Before considering this complaint, let’s take a minute to rehearse what constitutes a forbidden indirect anagram. By longstanding convention, a constructor who asks a solver to anagram a group of letters is expected to supply those letters (the so-called “anagram fodder”) explicitly in the clue itself.
What’s not acceptable is to give the solver a synonym of the anagram fodder, and expect him or her to first find the intended synonym, and then put its letters in the right order. That’s an indirect anagram, and it’s not hard to see why it places an undue burden on the solver. Most words can have a number of different synonyms, so it’s not always easy to know when you have the right one; to then be asked to rearrange the letters of a word that might not even be right is a step too far.
There’s no question that our clue for CHARITABLE has a bit of this problem to it. But we would argue that the distinction between indirect anagrams and legitimate clues is not entirely clear-cut. Rather, they lie at the two ends of a spectrum that contains a graded series of wordplay strategies—and our clue was an attempt to see whether we could nudge the line of acceptability a little further without sacrificing fairness.
What all the clues on this spectrum have in common is this: the solver is asked to (a) find a synonym for a word or phrase in the clue, and then (b) perform some kind of operation on it. What varies along the spectrum is how strictly determined the operation is.
So at one extreme are clues in which no operation is performed at all; the synonym is simply placed directly into the answer. Here’s a simple example from last week:
CARNATION Pink auto country (9)
There’s nothing for the solver to do here except find the appropriate synonyms for “auto” and “country” and glom them together. At the opposite end, the operation is anagramming, and there’s general agreement that that is too indeterminate a process to be fair.
But between these extremes, consider the range of things a solver might be asked to do to a synonym once it's found:
1) reverse it
2) say it out loud (i.e., find a homophone)
3) remove the first or last letter
4) remove the nth letter, where n is specified, or where the letter is specified some other way
5) change a specified letter to another specified letter
6) remove the first or last half, or some other specified fraction
7) move a specified letter to a new and specified location
8) move a letter from a specific location to a new and unspecified location, as in these clues
(from Puzzles 3233 and 3236, respectively):
PISCES Postpone first bit of seasoning for fish (6)
ABDOMEN A black cat, perhaps, with head stuffed inside belly (7)

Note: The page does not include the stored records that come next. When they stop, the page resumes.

PR #1810, opened 2019-04-27
ci: Ensure rustup-init script run on CentOS 6

tesuji:
I tried to run rustup-init script on CentOS 5 docker images, but got
a strage SSL error codes. Maybe preinstalled TLS certificates on it is all
deprecated.


kinnison (approved):
This seems like an excellent idea.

9) move a specific letter to a new and unspecified location
10) move an unspecified letter to a new and unspecified location
11) change an unspecified letter to another unspecified letter
Now, note that although these processes shade into one another, they vary in their acceptability in a cryptic clue. 1, 2, 3, and 4 are uncontroversially OK. 5 is fine as long as it’s quite clear, while 6 tends to be more or less accepted depending on the length of the word. 8 is unorthodox, but we’ve done it without complaint, and 11 is undeniably too ambiguous to be fair. In between comes 9, which is the CHARITABLE clue—and it’s just a hair further along the spectrum than 8. Frankly, we don’t rule out some day using 10 if the letter shift is interesting, and if instead of a general anagram indicator the clue makes it clear that the change is minimal.

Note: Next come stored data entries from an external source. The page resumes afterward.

PR #1814, opened 2019-04-27
ci: Run rustfmt on x86_64-linux only

tesuji:
Also removing obsolete `PATH="$HOME/rust/bin:$PATH"`.

### DIFF
--- a/appveyor.yml
+++ b/appveyor.yml
@@ -57,21 +57,16 @@ install:
   # add mingw to PATH if necessary
   - if defined MINGW_DIR set PATH=C:\msys64\%MINGW_DIR%\bin;C:\msys64\usr\bin;%PATH%
 
-  # Add rustfmt support
-  - rustup component add rustfmt
-
   # let's see what we got
   - where gcc rustc cargo
   - rustc -vV
   - cargo -vV
-  - rustfmt -vV
 
 build: false
 
 test_script:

The point, as ever, is that a lot of what solvers come to see as fair or unfair in a cryptic puzzle is a matter of convention and expectation, and often those conventions can be unnecessarily narrow.
The bottom line is that we consider moving a single letter to get from CHAIR TABLE to CHARITABLE to be fun and interesting. Likewise SPICES to PISCES, with an interesting change in pronunciation, and BAD OMEN to ABDOMEN. All three would be boring as anagrams, but as letter shifts they’re quite entertaining—and isn’t that what this game is all about?
What’s your feeling about this clue, and others like it? Please share your thoughts below, where you can also post comments, questions, kudos or complaints about last week’s puzzle or any previous puzzle.
[First off, links to the current puzzle and solving guidelines.]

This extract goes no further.